BEGIN PROVIDED INFORMATION

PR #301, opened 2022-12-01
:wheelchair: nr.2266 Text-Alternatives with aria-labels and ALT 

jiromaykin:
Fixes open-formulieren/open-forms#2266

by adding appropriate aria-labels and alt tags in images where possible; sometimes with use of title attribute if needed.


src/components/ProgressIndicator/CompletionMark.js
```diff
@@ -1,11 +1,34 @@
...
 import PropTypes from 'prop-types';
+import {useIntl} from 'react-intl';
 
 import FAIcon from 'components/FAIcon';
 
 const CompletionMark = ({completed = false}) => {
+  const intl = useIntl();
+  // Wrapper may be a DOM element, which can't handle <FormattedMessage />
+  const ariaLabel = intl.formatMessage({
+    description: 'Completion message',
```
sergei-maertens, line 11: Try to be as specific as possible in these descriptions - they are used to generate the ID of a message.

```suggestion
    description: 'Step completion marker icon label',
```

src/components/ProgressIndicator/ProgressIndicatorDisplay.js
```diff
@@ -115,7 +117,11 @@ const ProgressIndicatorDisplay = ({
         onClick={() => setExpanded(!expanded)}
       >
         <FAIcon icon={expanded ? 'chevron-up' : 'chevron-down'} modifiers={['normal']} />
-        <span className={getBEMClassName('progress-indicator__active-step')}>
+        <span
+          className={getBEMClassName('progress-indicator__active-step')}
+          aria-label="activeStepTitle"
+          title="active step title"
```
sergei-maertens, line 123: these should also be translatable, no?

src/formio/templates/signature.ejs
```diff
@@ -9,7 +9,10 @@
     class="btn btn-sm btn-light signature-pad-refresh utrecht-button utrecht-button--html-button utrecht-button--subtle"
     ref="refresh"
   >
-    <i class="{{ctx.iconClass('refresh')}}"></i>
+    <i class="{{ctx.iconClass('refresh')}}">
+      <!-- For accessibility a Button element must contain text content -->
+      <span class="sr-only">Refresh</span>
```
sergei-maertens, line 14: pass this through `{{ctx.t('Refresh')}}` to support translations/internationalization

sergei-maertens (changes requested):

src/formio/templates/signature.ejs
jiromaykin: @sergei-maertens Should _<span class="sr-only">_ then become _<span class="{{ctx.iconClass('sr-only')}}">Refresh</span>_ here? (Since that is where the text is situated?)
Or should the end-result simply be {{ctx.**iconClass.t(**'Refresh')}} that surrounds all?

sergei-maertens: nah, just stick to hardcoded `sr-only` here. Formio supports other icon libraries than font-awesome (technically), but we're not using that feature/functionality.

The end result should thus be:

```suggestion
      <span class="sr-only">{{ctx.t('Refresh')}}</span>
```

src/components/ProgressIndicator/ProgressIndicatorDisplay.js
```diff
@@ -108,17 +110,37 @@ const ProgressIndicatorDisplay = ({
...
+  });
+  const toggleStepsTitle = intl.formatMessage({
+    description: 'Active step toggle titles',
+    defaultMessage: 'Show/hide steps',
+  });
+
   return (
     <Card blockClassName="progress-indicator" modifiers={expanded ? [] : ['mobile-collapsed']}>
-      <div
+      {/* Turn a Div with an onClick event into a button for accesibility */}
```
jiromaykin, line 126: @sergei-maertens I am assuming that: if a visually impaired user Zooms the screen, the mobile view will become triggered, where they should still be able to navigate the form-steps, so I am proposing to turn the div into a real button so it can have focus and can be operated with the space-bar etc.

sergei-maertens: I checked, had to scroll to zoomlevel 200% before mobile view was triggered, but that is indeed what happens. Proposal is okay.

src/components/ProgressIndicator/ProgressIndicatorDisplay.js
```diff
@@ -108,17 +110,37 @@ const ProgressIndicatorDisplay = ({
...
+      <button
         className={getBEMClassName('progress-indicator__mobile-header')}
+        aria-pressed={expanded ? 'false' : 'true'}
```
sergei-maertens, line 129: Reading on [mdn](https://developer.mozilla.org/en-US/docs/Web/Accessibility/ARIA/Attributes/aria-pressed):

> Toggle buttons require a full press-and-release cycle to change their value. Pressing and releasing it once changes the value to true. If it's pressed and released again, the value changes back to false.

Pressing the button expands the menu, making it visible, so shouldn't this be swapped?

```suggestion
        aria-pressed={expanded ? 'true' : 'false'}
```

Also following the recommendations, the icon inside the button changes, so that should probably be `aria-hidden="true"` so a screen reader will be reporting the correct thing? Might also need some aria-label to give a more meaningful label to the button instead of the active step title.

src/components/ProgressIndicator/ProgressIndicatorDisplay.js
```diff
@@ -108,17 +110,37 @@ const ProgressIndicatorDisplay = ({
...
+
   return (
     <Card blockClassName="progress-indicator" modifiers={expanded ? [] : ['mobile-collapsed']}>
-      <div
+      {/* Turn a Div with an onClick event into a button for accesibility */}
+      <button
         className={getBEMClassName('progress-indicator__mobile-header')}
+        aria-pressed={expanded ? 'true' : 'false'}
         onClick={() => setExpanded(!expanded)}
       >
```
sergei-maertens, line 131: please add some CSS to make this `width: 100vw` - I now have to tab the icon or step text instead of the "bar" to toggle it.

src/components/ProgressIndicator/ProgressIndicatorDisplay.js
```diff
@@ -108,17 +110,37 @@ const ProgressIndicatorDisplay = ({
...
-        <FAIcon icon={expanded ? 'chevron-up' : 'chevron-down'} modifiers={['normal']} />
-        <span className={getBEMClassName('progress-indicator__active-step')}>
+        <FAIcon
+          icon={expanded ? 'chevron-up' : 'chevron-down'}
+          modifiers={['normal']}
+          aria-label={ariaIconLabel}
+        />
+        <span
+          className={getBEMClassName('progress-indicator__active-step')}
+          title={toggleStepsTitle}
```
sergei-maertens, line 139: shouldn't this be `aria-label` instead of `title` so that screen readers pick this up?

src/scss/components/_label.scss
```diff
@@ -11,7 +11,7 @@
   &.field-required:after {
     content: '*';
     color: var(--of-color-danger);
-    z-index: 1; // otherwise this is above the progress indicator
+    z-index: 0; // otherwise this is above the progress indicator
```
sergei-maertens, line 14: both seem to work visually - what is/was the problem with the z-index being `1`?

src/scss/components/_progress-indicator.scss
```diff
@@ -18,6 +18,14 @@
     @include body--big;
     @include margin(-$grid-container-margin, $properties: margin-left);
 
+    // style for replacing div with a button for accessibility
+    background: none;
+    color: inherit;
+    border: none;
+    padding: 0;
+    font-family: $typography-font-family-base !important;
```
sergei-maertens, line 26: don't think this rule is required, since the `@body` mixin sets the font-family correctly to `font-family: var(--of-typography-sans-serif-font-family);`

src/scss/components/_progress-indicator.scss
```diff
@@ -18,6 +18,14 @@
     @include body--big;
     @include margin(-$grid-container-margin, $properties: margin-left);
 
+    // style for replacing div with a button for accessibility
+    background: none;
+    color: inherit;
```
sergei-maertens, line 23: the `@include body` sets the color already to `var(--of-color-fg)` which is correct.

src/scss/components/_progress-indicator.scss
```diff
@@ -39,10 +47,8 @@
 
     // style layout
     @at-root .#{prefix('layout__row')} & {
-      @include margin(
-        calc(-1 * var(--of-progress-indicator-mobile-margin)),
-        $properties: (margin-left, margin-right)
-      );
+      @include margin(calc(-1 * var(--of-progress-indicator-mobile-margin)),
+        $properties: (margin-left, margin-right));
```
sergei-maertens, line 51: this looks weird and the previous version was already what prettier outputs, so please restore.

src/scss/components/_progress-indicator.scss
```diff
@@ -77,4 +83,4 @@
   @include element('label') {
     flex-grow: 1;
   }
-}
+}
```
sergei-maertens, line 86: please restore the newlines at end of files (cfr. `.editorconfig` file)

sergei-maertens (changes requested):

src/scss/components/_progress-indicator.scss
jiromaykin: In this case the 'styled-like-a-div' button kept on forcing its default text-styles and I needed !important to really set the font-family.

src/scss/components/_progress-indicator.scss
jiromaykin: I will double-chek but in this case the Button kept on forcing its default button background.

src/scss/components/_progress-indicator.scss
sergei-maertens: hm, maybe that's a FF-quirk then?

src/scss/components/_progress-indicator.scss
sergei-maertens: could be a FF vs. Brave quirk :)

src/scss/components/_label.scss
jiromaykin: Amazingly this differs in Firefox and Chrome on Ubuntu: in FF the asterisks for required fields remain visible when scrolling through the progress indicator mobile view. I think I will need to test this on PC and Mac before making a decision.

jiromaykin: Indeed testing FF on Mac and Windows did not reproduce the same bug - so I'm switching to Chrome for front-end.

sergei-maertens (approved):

END PROVIDED INFORMATION

◆ PROBLEM TO WORK ON ◆
Search the records for the string "then" and, wherever a line contains it, please copy that line.

◆ RESULT OF THE TASK ◆
jiromaykin: @sergei-maertens Should _<span class="sr-only">_ then become _<span class="{{ctx.iconClass('sr-only')}}">Refresh</span>_ here? (Since that is where the text is situated?)
sergei-maertens: hm, maybe that's a FF-quirk then?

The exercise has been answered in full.